3. Synthesis of 2-hydroxy-3-methoxy-5-(2-propenyl) methyl benzoate (VI)
Put 2.86 g (12.9mmol) compound V into a 100 mL flask, heat to 220~250°C, react for 2 hours, stop heating, cool to room temperature, add ethyl acetate (15 mL), and add Remove the color with a small amount of carbon powder and filter. The filtrate is washed with saturated brine (5 mL×2). The organic layers are combined and the solvent is distilled off under reduced pressure to obtain a crude product. The crude product is recrystallized with diethyl ether to obtain 2.66 g of white solid (VI). , the yield was 93%, and the GC purity was 97%. Melting point: 44. 6 ~ 45. 9 ℃ (literature value 45 ~ 46 ℃).
4. Synthesis of 2-hydroxy-N-(2-hydroxyethyl)-3-methoxy-5-(2-propenyl)benzamide (Ⅰ)
Add 2. 62 g (11. 8 mmol) VI and 25 mL chloroform into a 50 mL three-necked flask, then add excess ethanolamine, heat to 120°C, and react for 1. 5 h.

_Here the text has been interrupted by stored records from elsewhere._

PR #771, opened 2024-06-25
chore: Consolidate `unimport` code into a built-in module

aklinker1:
- Moves all the unimport code (except resolving config) into a built-in module, consolidating things.
- This PR also fixes an issue where default config was ignored because we were passing options into `scanImportsFromDir`, which was unnecessary (6bd2d16913b92ea106b415a763894949695eb81f)


packages/wxt/src/core/utils/building/generate-wxt-dir.ts
```diff
@@ -236,20 +182,19 @@ async function getGlobalsDeclarationEntry(): Promise<WxtDirFileEntry> {
...
-      return `/// <reference types="./${normalizePath(relativePath)}" />`;
-    }),
-  ].join('\n');
+      lines.push(`/// <reference types="./${normalizePath(relativePath)}" />`);
+    }
+  });
   return {
     path: 'wxt.d.ts',
-    text,
+    text: lines.join('\n') + '\n',
```
aklinker1, line 197: There were blank lines being generated when a file didn't have a reference, this fixes that.

PR #774, opened 2024-06-26
fix: Respect custom `outDir` when cleaning and zipping

AsakuraMizu:
1. `wxt clean` now removes output directory contents based on the config instead of `.output`, and also improvement on the command (config, logger, etc.); also a question here why we only remove its sub dirs but keep generated zips?
2. `wxt zip` now exclude output directory for firefox sources by default since user may specify a `outDir` that does not start with a dot and it's annoying to specify it again in `excludeSources` manually

### DIFF
--- a/packages/wxt/src/core/clean.ts
+++ b/packages/wxt/src/core/clean.ts
@@ -13,7 +13,24 @@ import { registerWxt, wxt } from './wxt';
  * @example
  * await clean();
  */
-export async function clean(config?: InlineConfig) {
+export async function clean(config?: InlineConfig): Promise<void>;
+/**
+ * Remove generated/temp files from the directory.
+ *
+ * @deprecated
+ *
+ * @param root The directory to look for generated/temp files in. Defaults to `process.cwd()`. Can be relative to `process.cwd()` or absolute.
+ *
+ * @example
+ * await clean();
+ */
+export async function clean(root?: string): Promise<void>;
+
+export async function clean(config?: string | InlineConfig) {
+  if (typeof config === 'string') {
+    config = { root: config };
+  }
+
   await registerWxt('build', config);
   wxt.logger.info('Cleaning Project');
 
--- a/packages/wxt/src/core/clean.ts
+++ b/packages/wxt/src/core/clean.ts
@@ -1,44 +1,48 @@
 import path from 'node:path';
 import glob from 'fast-glob';
 import fs from 'fs-extra';
-import { consola } from 'consola';
 import pc from 'picocolors';
+import { InlineConfig } from '~/types';
+import { registerWxt, wxt } from './wxt';
 
 /**
  * Remove generated/temp files from the directory.
  *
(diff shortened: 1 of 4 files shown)


packages/wxt/src/core/utils/building/resolve-config.ts
```diff
@@ -253,6 +253,8 @@ function resolveZipConfig(
       // Tests
       '**/__tests__/**',
       '**/*.+(test|spec).?(c|m)+(j|t)s?(x)',
+      // Output directory
+      `${mergedConfig.outDir ?? '.output'}/**`,
```
aklinker1, line 257: Pass the `outBaseDir` into this function like the `root` instead of recomputing it here.

packages/wxt/src/core/clean.ts
```diff
@@ -1,44 +1,48 @@
...
  *
- * @param root The directory to look for generated/temp files in. Defaults to `process.cwd()`. Can be relative to `process.cwd()` or absolute.
+ * @param config Optional config that will override your `<root>/wxt.config.ts`.
  *
  * @example
  * await clean();
  */
-export async function clean(root = process.cwd()) {
-  consola.info('Cleaning Project');
+export async function clean(config?: InlineConfig) {
```
aklinker1, line 16: This is a breaking change to the public API, but I agree it's probably better. Could you add an overload and mark the old implementation as deprecated?

I have one more breaking change to make for 0.19, I'll remove the deprecated overload when I'm preparing that release.

packages/wxt/src/core/clean.ts
```diff
@@ -1,44 +1,48 @@
...
 
   const tempDirs = [
     'node_modules/.vite',
     'node_modules/.cache',
     '**/.wxt',
-    '.output/*',
+    `${path.relative(root, wxt.config.outBaseDir)}/*`,
   ];
-  consola.debug('Looking for:', tempDirs.map(pc.cyan).join(', '));
+  wxt.logger.debug('Looking for:', tempDirs.map(pc.cyan).join(', '));
```
aklinker1, line 28: Woops, there's a couple places outside this file that need to use `wxt.logger` as well. I'll do that in a separate PR. Good find

aklinker1 (changes requested):
Most of this looks good, thanks for the PR! Just a couple of small changes.

> why we only remove its sub dirs but keep generated zips?

In my mind, clean commands are meant to reset the build environment and force a fresh build. Probably from when I was a mobile developer and I had to use `gradle clean` all the time.

Since ZIPs don't effect the TypeScript project, they don't need to be deleted. But I could be convinced otherwise... But it would have to be considered another breaking change at this point.

aklinker1 (approved):
Alright, looks good. Thanks for the PR!

aklinker1:
Released in [`v0.18.11`](https://github.com/wxt-dev/wxt/releases/tag/wxt-v0.18.11)

PR #797, opened 2024-07-03
docs: rephrase a paragraph

sacrosanctic:
I found the previous wording clunky, so I tried to rephrase it while keeping the original voice.


aklinker1 (approved):
Thank you! I agree, much better.

Issue #809, opened 2024-07-07
Add XPath support for anchor property


sir-kokabi:
### Feature Request

I propose adding support for XPath selectors in the [anchor](https://wxt.dev/api/reference/wxt/client/interfaces/ContentScriptAnchoredOptions.html#anchor). 

Currently, the anchor property supports CSS selector, element, or function returning these. Adding XPath support would provide more flexibility in targeting elements, especially in complex DOM structures where XPath might be more suitable or convenient.

### Proposed type changes for the anchor property:

N/A

### Is your feature request related to a bug?

N/A

### What are the alternatives?

1. Continue using CSS selectors exclusively, potentially with more complex selectors to achieve similar results.
2. Implement a custom function that uses [document.evaluate()](https://developer.mozilla.org/en-US/docs/Web/API/Document/evaluate) to find elements using XPath, and return the result as the anchor.

```ts
function getElementByXPath = (xpath, parent = document) => {
  const result = document.evaluate(xpath, parent, null, XPathResult.FIRST_ORDERED_NODE_TYPE, null);
  return result.singleNodeValue;
};
```
However, built-in XPath support would provide a more straightforward and maintainable solution for users who prefer or require XPath selectors. This also helps migrate a project that uses a lot of XPath selectors to WXT more easily.

### Additional context

This feature can be a competitive advantage over Plasmo, which selects anchors based on CSS selectors. XPath, especially useful when the DOM structure is dynamically generated or faced with nested and complex structures, provides more powerful selection capabilities compared to CSS selectors in certain cases such as selecting elements based on textual content or relative positions.

**Let me add this feature to the codebase.**

aklinker1:
Could you share an example of using XPath vs CSS and the benefits of it? I'm not familiar with XPath tbh.

So you're suggesting to check if the anchor starts with `"//"` an then use `document.evaluate` (as shown in your example) instead of `document.querySelector`?

sir-kokabi:
For example:
`//div[@data-testid='sidebarColumn']//div[@aria-label='Timeline: Trending now']/ancestor::*[3]`

You can find more examples in my project [Twifiner](https://github.com/sir-kokabi/twifiner/blob/main/src/contents/index.ts). I developed it using Plasmo. XPath has significantly shortened long code snippets and made it possible to achieve many tasks in just a few lines, tasks that were difficult with CSS selectors and previously required multiple lines of code.

Yes, a relative XPath begins with `//` and an absolute XPath begins with `/`.

[...]

PR #813, opened 2024-07-08
feat: add XPath support to getAnchor()

sir-kokabi:
#809

### DIFF
--- a/packages/wxt/src/client/content-scripts/ui/index.ts
+++ b/packages/wxt/src/client/content-scripts/ui/index.ts
@@ -202,7 +202,7 @@ function getAnchor(options: ContentScriptAnchoredOptions): Element | undefined {
 
   if (typeof resolved === 'string') {
     // If the string is an XPath expression (starts with '//' or '/')
-    if (resolved.startsWith('//') || resolved.startsWith('/')) {
+    if (resolved.startsWith('/')) {
       // Evaluate the XPath and return the first ordered node
       const result = document.evaluate(
         resolved,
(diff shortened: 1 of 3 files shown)


packages/wxt/src/client/content-scripts/ui/index.ts
```diff
@@ -199,8 +199,25 @@ function getAnchor(options: ContentScriptAnchoredOptions): Element | undefined {
 
   let resolved =
     typeof options.anchor === 'function' ? options.anchor() : options.anchor;
-  if (typeof resolved === 'string')
-    return document.querySelector<Element>(resolved) ?? undefined;
+
+  if (typeof resolved === 'string') {
+    // If the string is an XPath expression (starts with '//' or '/')
+    if (resolved.startsWith('//') || resolved.startsWith('/')) {
```
aklinker1, line 205: can this be simplified?

```suggestion
    if (resolved.startsWith('/')) {
```

packages/wxt/src/client/content-scripts/ui/types.ts
```diff
@@ -194,7 +194,7 @@ export type ContentScriptPositioningOptions =
 
 export interface ContentScriptAnchoredOptions {
   /**
-   * A CSS selector, element, or function that returns one of the two. Along with `append`, the
+   * A CSS selector, XPath expression, element, or function that returns one of the two. Along with `append`, the
```
aklinker1, line 197:
```suggestion
   * A CSS selector, XPath expression, element, or function that returns one of the three. Along with `append`, the
```

packages/wxt/src/client/content-scripts/ui/index.ts
sir-kokabi: Yes, you are correct. It has been resolved.

packages/wxt/src/client/content-scripts/ui/types.ts
sir-kokabi: This one too

aklinker1 (approved):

After the reaction is completed, extract the reaction with ethyl acetate liquid three times, collect the organic phase and wash with dilute hydrochloric acid until neutral, separate the liquids, dry the organic layer with anhydrous MgSO4, filter, and rotary evaporate under reduced pressure to obtain a crude product. The crude product is recrystallized with benzene to obtain a white solid (Ⅰ) 2. 49 g, yield 84%, GC purity 98%. Melting point: 96. 5 ~ 97. 8 ℃ (literature value 95 ~ 96 ℃); 1HNMR (600 MHz, CDCl3) δ: 11. 30 (s, 1H), 7. 09 (br s, 1H), 6. 92 (d, J = 1. 2 Hz, 1H), 6. 81 ( d, J = 1. 2 Hz, 1H), 5. 95~5 . 90 (m, 1H), 5. 09~5. 06 (m, 2H), 3. 89 (s, 3H), 3. 85 (t, J =4. 8 Hz, 2H), 3. 63 ( q, J = 5. 2 Hz, 2H), 3. 32 ( d, J = 6. 6 Hz, 2H), 2. 54 ( brs, 1H). MS (ESI), m /Z: 274 [M + 23].
Main reference materials
[1] Ouyang Hongxia, Zhang Xiaolin, Ding Yonghong, Sun Wuchen. Synthesis of choleretic drug alipendol [J]. Fine Chemicals, 2011, 28(12): 1199-1202.